━━ Provided data

PR #2809, opened 2026-09-02
[DON-2175] Fix stale bottom sheet content

henrik-sky:
Resolves DON-2175

## Context
`BpkBottomSheet` and `BpkModalBottomSheet` move caller-provided content with Compose `movableContentOf`. The movable content was previously created inside an unkeyed `remember { ... }`, so the first content lambda could remain cached for the lifetime of the composition. If a sheet stayed composed while the caller supplied different content, the sheet could continue displaying stale UI. Passing a wrapper such as `sheetContent = { content() }` could hide the issue by changing the lambda identity, but passing the content lambda directly should also update correctly.

## Change
- Key the remembered movable content with `content` in both the persistent and modal bottom-sheet implementations.
- Compose now recreates the movable content slot when the supplied content lambda changes, while retaining the existing movable-content behaviour when it remains stable.
- No public API changes are required.

## Regression coverage
Added instrumentation tests for both paths:
- persistent bottom sheet content changes from the old value to the new value while the sheet remains open
- modal bottom sheet content changes with a header present

Each test verifies that the new content is rendered and the stale content is no longer present.

## Verification
- Android Studio MCP project build passed
- Android Studio MCP instrumentation tests passed on the connected device
- detekt commit hook passed

### DIFF
--- a/backpack-compose/src/androidTest/kotlin/net/skyscanner/backpack/compose/bottomsheet/BottomSheetContentTest.kt
+++ b/backpack-compose/src/androidTest/kotlin/net/skyscanner/backpack/compose/bottomsheet/BottomSheetContentTest.kt
@@ -1,0 +1,85 @@
+/**
+ * Backpack for Android - Skyscanner's Design System
+ *
+ * Copyright 2018 - 2026 Skyscanner Ltd
+ *
+ * Licensed under the Apache License, Version 2.0 (the "License");
+ * you may not use this file except in compliance with the License.
+ * You may obtain a copy of the License at
+ *
+ *   http://www.apache.org/licenses/LICENSE-2.0
+ *
+ * Unless required by applicable law or agreed to in writing, software
+ * distributed under the License is distributed on an "AS IS" BASIS,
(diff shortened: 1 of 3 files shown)


backpack-compose/src/androidTest/kotlin/net/skyscanner/backpack/compose/bottomsheet/BottomSheetContentTest.kt
```diff
@@ -0,0 +1,85 @@
...
+    @Test
+    fun bottomSheet_updatesWhenContentLambdaChanges() {
+        val showFirstContent = mutableStateOf(true)
+
+        composeTestRule.setContent {
+            BpkTheme {
+                BpkBottomSheet(
+                    state = rememberBpkBottomSheetState(BpkBottomSheetValue.Expanded),
+                    sheetContent = if (showFirstContent.value) {
+                        { BpkText(text = "First content") }
```
LokmaneKrizou: nit: extract these hardcoded texts to global variables

LokmaneKrizou (approved):

PR #2827, opened 2026-09-17
Fix duplicate keyboard focus stop on BpkSwitch and BpkCheckbox

mldtms:
Description:
## What

External keyboard Tab navigation stopped twice on the same `BpkSwitch`
(and, as it turns out, `BpkCheckbox`) instead of once.

**Root cause:** Material3's `Switch`/`TriStateCheckbox` attach their own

━━━━

• **About this task**: Print the lines above, unchanged, from the start of the records to the line with "in writing, software", including that final line.

• **Expected output**:
PR #2809, opened 2026-09-02
[DON-2175] Fix stale bottom sheet content

henrik-sky:
Resolves DON-2175

## Context
`BpkBottomSheet` and `BpkModalBottomSheet` move caller-provided content with Compose `movableContentOf`. The movable content was previously created inside an unkeyed `remember { ... }`, so the first content lambda could remain cached for the lifetime of the composition. If a sheet stayed composed while the caller supplied different content, the sheet could continue displaying stale UI. Passing a wrapper such as `sheetContent = { content() }` could hide the issue by changing the lambda identity, but passing the content lambda directly should also update correctly.

## Change
- Key the remembered movable content with `content` in both the persistent and modal bottom-sheet implementations.
- Compose now recreates the movable content slot when the supplied content lambda changes, while retaining the existing movable-content behaviour when it remains stable.
- No public API changes are required.

## Regression coverage
Added instrumentation tests for both paths:
- persistent bottom sheet content changes from the old value to the new value while the sheet remains open
- modal bottom sheet content changes with a header present

Each test verifies that the new content is rendered and the stale content is no longer present.

## Verification
- Android Studio MCP project build passed
- Android Studio MCP instrumentation tests passed on the connected device
- detekt commit hook passed

### DIFF
--- a/backpack-compose/src/androidTest/kotlin/net/skyscanner/backpack/compose/bottomsheet/BottomSheetContentTest.kt
+++ b/backpack-compose/src/androidTest/kotlin/net/skyscanner/backpack/compose/bottomsheet/BottomSheetContentTest.kt
@@ -1,0 +1,85 @@
+/**
+ * Backpack for Android - Skyscanner's Design System
+ *
+ * Copyright 2018 - 2026 Skyscanner Ltd
+ *
+ * Licensed under the Apache License, Version 2.0 (the "License");
+ * you may not use this file except in compliance with the License.
+ * You may obtain a copy of the License at
+ *
+ *   http://www.apache.org/licenses/LICENSE-2.0
+ *
+ * Unless required by applicable law or agreed to in writing, software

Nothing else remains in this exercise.